#Alltagstalkdonts

Sprache ist Bindung

von Manuela

Kinder hören alles mit – genau deswegen sollten wir nicht über sie reden, wenn sie dabei sind!

Meine Tochter sitzt auf meinem Schoß, wir sind bei einer der Vorsorgeuntersuchungen beim Arzt.

Sie möchte nicht untersucht werden (und ja, ich bin stolz auf sie, ehrlich, es ist schließlich „ihr Körper“ und ihr ist es unheimlich jetzt bestimmte Dinge zu tun einem fremden Menschen gegenüber, der es auch noch eilig hat).

Die Ärztin fragt mich, während meine Tochter auf mir sitzt, unter anderem diese Frage: „Warum will sie denn nicht?“

Es folgen noch mehr derartige Fragen, in denen es über das Kind geht, das doch eigentlich direkt am Gespräch teilnimmt.

Meine Tochter hört, riecht, sieht alles. Sie ist mitten drin, während mich die Ärztin über das Gefühlsleben meiner Tochter ausfragen möchte: Sie will über sie reden, obwohl sie dabei ist.

Ich versuche das Gespräch zu lenken, unser aller Gesicht zu wahren und vor allem dabei auch meine Tochter zu schützen. Am Ende der Untersuchung bin ich sehr müde. Und vor allem traurig.
Denn wenn wir über Kinder reden in deren Beisein, macht es was mit ihnen.
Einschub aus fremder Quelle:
PR #5, opened 2022-07-09
Handle another error code when iouring initialization fails

iko1:


romange:
Hey @iko1 , thanks for fixing the issue. LGTM - I do not have any problem accepting this improvement but wanted to suggest something else. so choose whatever you prefer. I originally thought to try initializing a temporary iouring in dfly_main.cc in dragonfly repo right after I check for kernel version, this way you can print nicely in the main thread if your system requirements are not met. and close it in case of success of course.

util/uring/proactor.cc
```diff
@@ -428,6 +428,11 @@ void Proactor::Init(size_t ring_size, int wq_fd) {
              "memory is too limited. If you run me via docker, try adding '--ulimit memlock=-1' to"
              "docker run command";
       exit(1);
+    } else if (init_res == ENOSYS) {
+      LOG(ERROR)
+          << "io_uring system call interface is not support by current kernel. "
+             "Try to install kernel with io_uring support.";
+      exit(0);
```
romange, line 435: I would exit with an error. See above.

iko1:
> Hey @iko1 , thanks for fixing the issue. LGTM - I do not have any problem accepting this improvement but wanted to suggest something else. so choose whatever you prefer. I originally thought to try initializing a temporary iouring in dfly_main.cc in dragonfly repo right after I check for kernel version, this way you can print nicely in the main thread if your system requirements are not met. and close it in case of success of course.

Where should I place the include for the file `liburing.h` in dfly_main.cc?

romange:
Yes, of course.  I usually put c includes before c++ includes, so in this case it should be the first one.

iko1:
> Yes, of course. I usually put c includes before c++ includes, so in this case it should be the first one.

This code should be sufficient to check whether iouring is not supported:
`io_uring_queue_init_params(0, nullptr, nullptr);`
and then `errno `is equal to `ENOSYS`

I ran it on my Ubuntu 20.04 with unsupported iouring kernel version `5.10.43.3`. 
WDYT?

Über jemanden sprechen schadet dem Selbstwertgefühl

Seitdem mir das vor Jahren bewusst auffiel, erlebe ich immer und immer wieder solche Situationen, in denen Erwachsene über ihr Kind sprechen. Was es alles gesagt, gemacht, wie es sich (meist nicht annehmbar für das Elternteil) verhalten hat. 

Sie reden, als ob es gar nicht da wäre, keine Stimme hätte oder diese keinen Wert hätte, gehört zu werden.
Oder sie beschweren sich über ihr Kind, suggerieren anderen (im Beisein der Kinder), dass sie eine Belastung sind.
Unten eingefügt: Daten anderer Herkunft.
PR #14, opened 2022-09-24
Add support for AWS_SESSION_TOKEN

dranikpg:


util/cloud/aws.h
```diff
@@ -43,6 +44,7 @@ class AWS {
   void SetScopeAndSignKey();
 
   std::string region_, service_, secret_, access_key_;
+  std::optional<std::string> session_token_;
```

Ich beobachte in diesen Situationen oft, wie die Kinder anfangen zu lauschen: sie spielen „scheinbar“ konzentriert, blicken auf, runzeln die Stirn. Ja, vielleicht sagen sie sogar was zu ihrer Verteidigung.

Sie möchten Dinge „richtig“ stellen, teilhaben können an der Diskussion.

Aggression entsteht durch Machtlosigkeit

Denn genau das passiert dann, wenn sich dein Kind ausgeschlossen fühlt: Es wird wütend.

  • Denn es erfährt welche Meinung die Erwachsenen über es haben, die wiederum das Selbstbild, die Existenz, formt.
  • Es fühlt sich vielleicht lästig, bekommt das Gefühl, dass es zu viel und damit eine Belastung für die Familie ist. Dabei können Schuldgefühle entstehen
  • Vielleicht reagiert es mit Anpassung, versucht ‚brav zu sein‘, zu gefallen und übergeht dabei sich selbst
  • Die Machtlosigkeit kann auch dazu führen, dass sich dein Kind neue Strategie ausdenkt, damit es wieder von dir gesehen und wertgeschätzt wird.

Dabei ist es grundsätzich so einfach, Kinder ins Gespräch einzubinden – und es ist gleichzeitig so schwer für Erwachsene, sich selbst zu spüren und zu fühlen.

Sich zu fragen, was wir eigentlich gerade brauchen. Wonach wir uns sehnen. Und das dann unserem Kind zu sagen und Klarheit zu schaffen.

 

Mit statt über einen sprechen – Mach immer den Perspektivenwechsel!

Mal Hand auf’s Herz: Würdest du mit deiner Freundin über deinen Partnern sprechen, während er neben dir sitzt? Einer Dritten Person sagen, was dich am Miteinander nervt, bevor du mit der betreffenden Person gesprochen hast?

Sicherlich nicht.
In dem Moment, wo du den Perspektivenwechsel machst, gelingt es dir besser, dich in dein Kind einzufühlen.

Kinder verstehen oft so anders, als wir vermuten. Das, was wir sagen, kommt anders bei ihnen an.

Ein weiterer kleiner Schritt hin zur gleichwürdigen Beziehung.